┏━━

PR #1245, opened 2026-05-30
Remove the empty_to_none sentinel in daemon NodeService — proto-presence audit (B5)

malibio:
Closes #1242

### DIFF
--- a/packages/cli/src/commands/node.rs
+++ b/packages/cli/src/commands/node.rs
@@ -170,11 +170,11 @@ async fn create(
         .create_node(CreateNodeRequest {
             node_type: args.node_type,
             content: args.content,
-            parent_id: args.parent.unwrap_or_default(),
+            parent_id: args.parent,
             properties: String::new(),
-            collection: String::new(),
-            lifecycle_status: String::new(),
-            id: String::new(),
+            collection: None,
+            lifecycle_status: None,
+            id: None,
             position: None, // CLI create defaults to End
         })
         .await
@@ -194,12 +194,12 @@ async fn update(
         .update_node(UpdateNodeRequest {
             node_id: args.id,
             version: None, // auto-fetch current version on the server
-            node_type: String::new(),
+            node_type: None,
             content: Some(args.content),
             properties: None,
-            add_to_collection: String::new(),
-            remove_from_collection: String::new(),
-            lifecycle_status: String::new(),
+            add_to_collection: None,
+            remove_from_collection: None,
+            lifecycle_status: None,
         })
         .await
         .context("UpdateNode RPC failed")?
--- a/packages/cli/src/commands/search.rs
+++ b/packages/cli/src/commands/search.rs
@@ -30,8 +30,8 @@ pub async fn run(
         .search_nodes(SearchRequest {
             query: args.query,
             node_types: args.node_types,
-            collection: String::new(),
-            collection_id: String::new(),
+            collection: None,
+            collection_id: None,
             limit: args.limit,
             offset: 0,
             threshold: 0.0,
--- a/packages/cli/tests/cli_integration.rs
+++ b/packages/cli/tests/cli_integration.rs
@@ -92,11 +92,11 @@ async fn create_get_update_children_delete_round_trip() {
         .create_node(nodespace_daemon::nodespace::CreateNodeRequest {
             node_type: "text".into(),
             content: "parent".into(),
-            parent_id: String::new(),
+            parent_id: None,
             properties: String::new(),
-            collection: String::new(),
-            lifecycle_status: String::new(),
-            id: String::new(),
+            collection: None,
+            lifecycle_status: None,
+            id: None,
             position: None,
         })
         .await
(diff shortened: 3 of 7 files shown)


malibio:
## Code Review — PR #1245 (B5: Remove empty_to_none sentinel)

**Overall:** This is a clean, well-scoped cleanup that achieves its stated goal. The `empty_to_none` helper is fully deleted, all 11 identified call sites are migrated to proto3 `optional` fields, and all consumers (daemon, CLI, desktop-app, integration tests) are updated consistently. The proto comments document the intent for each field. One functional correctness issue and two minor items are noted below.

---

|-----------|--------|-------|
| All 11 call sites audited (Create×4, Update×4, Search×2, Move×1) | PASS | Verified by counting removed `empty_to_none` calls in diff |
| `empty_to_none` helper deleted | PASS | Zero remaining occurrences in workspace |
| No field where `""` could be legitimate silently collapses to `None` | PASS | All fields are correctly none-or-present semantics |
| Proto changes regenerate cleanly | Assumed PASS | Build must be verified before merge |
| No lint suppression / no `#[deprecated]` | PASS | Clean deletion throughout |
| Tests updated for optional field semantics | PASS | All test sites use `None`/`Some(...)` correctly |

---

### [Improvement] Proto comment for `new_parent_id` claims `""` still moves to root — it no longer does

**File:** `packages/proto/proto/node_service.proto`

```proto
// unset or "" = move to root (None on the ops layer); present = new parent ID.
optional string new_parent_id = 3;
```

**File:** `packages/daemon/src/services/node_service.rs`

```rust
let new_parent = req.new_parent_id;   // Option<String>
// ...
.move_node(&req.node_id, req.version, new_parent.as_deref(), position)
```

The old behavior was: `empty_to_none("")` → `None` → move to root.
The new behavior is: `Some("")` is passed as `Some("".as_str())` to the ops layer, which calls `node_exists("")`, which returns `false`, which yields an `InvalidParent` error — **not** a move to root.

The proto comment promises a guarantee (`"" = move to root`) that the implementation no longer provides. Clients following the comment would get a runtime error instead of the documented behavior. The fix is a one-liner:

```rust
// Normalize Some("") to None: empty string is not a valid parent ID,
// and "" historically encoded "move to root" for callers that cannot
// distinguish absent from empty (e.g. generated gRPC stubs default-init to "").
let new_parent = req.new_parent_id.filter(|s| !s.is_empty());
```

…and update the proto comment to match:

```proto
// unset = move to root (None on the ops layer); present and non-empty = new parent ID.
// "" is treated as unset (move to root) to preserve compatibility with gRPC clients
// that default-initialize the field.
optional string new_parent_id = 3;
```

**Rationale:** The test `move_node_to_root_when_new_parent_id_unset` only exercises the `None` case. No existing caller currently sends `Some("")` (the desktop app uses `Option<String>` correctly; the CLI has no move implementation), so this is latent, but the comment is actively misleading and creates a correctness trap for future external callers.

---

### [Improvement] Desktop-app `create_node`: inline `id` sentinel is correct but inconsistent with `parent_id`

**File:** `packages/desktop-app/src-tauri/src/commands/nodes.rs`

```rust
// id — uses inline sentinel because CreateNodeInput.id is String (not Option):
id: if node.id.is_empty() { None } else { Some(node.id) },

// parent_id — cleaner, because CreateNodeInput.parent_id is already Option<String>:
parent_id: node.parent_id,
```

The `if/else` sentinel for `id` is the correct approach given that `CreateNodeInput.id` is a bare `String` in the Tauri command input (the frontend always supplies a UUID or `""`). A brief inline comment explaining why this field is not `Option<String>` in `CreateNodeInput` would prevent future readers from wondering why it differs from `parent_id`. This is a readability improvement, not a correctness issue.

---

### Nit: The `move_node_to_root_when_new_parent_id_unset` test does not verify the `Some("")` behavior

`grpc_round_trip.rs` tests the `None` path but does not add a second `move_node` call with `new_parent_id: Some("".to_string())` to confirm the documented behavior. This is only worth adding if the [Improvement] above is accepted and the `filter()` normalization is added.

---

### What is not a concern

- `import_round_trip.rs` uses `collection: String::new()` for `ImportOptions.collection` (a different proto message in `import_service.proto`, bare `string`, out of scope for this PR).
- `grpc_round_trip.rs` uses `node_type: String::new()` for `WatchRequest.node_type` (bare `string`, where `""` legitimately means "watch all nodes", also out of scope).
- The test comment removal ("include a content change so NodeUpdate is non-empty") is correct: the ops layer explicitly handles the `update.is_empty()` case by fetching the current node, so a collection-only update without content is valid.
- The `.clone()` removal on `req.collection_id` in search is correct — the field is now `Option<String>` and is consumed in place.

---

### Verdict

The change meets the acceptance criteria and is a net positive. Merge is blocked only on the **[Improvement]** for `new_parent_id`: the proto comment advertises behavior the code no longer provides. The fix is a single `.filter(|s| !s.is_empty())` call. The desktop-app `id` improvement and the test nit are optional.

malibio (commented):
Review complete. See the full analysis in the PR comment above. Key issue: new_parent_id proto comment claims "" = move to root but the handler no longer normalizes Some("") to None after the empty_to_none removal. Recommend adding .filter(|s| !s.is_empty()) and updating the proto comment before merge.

┗━━

WHAT NEEDS TO BE DONE: Where in the records above does the word "uses" appear? Copy each line that holds it.

ANSWER TO THE EXERCISE:
**Rationale:** The test `move_node_to_root_when_new_parent_id_unset` only exercises the `None` case. No existing caller currently sends `Some("")` (the desktop app uses `Option<String>` correctly; the CLI has no move implementation), so this is latent, but the comment is actively misleading and creates a correctness trap for future external callers.
// id — uses inline sentinel because CreateNodeInput.id is String (not Option):
- `import_round_trip.rs` uses `collection: String::new()` for `ImportOptions.collection` (a different proto message in `import_service.proto`, bare `string`, out of scope for this PR).
- `grpc_round_trip.rs` uses `node_type: String::new()` for `WatchRequest.node_type` (bare `string`, where `""` legitimately means "watch all nodes", also out of scope).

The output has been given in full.